ICS+LABA使用中の成人喘息263例をA群(増悪年1回未満),B群(増悪年1~2回),C群(増悪年2回以上)に分け,ICS+LABA投与前,5年後,10年後の%FEV1および%PEF値を比較した。%FEV1はA群で10年後,B群で5年後,C群で5年後,10年後に,また%PEFではA,C群で5年後,10年後,B群で10年後に低下を認めたがJGLの管理目標である80%を上回っており,ICS+LABAは肺機能の経年低下の抑制に寄与すると考えられた。
日本アレルギー学会の喘息予防・管理ガイドライン(JGL)による喘息の管理目標はⅠ. 症状のコントロールとⅡ. 将来のリスク回避であり,前者では①気道炎症を抑制する,②正常な呼吸機能を保つ(PEF:peak expiratory flowが予測値の80%以上かつ日内変動が10%未満),後者では①喘息死を回避する,②急性増悪を予防する,③呼吸機能の経年変化を抑制する,④治療薬の副作用発現を回避する,⑤健康寿命と生命予後を良好に保つと記されている[1]。そして管理目標を達成すべく患者の重症度に応じてICS(inhaled corticosteroid)を基本とした治療が推奨されており,治療ステップ2以上ではICSに加えてLABA(long-acting β2-agonist)を併用することが多く,現在ではICS+LABAの配合剤を用いることが標準治療とされている[2]。成人喘息患者における肺機能の経年的低下は健常者と比べて大きいことが知られているが[3]〜[6],ICS+LABA配合剤を10年間継続使用した例における肺機能の経年変化を示した論文はこれまで見られない。今回,われわれはICS+LABAによる治療を遵守できているアドヒアランス良好の成人気管支喘息患者を対象としてFEV1およびPEFにおける変化を検討したので報告する。

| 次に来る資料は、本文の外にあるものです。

PR #2556, opened 2025-08-12
Add framework for testing extensions in TCL

piotrrzysko:
There is a distinction between tests that verify extension-specific behavior and those that verify interactions between the database engine and extensions. Previously, both types of tests were kept in `extensions.py`. With this new framework, we can extract the latter type of tests from `extensions.py` into TCL. This cleans up `extensions.py` and enables compatibility testing with SQLite at no extra cost.

I’m currently working on supporting outer joins involving TVFs and planning to add more tests that exercise the database’s handling of virtual tables, so I decided to do this refactoring first. 

In the future, we may consider moving extension-specific tests to TCL as well, especially those that have counterparts in SQLite or sqlean.

### DIFF
--- a/.github/workflows/rust.yml
+++ b/.github/workflows/rust.yml
@@ -86,5 +86,7 @@ jobs:
     steps:
       - uses: actions/checkout@v3
       - uses: "./.github/shared/install_sqlite"
+      - name: build SQLite test extensions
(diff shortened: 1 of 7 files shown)


PThorpe92 (approved):
LGTM :+1:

10年以上ICS+LABA配合剤を使用中のアドヒアランス良好の成人気管支喘息患者263例(男性135例,女性128例)を対象とし,年間の増悪頻度から経口ステロイド薬のショートバースト[7][8]を要した回数が年1回未満の症例をA群,年1~2回の症例をB群,年2回以上の症例をC群の3群に分けた。増悪回数は全症例のカルテから経口ステロイド薬の処方回数を拾い出し10年間の全増悪回数/10年として群別した。アドヒアランス良好とは,正しく吸入ができている患者,治療薬の理解ができている患者,病態に対する理解ができている患者と定義[9]した。本研究は後ろ向き研究として10年間の肺機能検査からみた経年変化をまとめたものであり,患者に対して治療開始前に経過観察のため年に1回の肺機能検査が必要であること,経過良好の場合には後日臨床経過をまとめる旨の説明は全例に行っており,賛同を得られていない症例は対象とはしていない。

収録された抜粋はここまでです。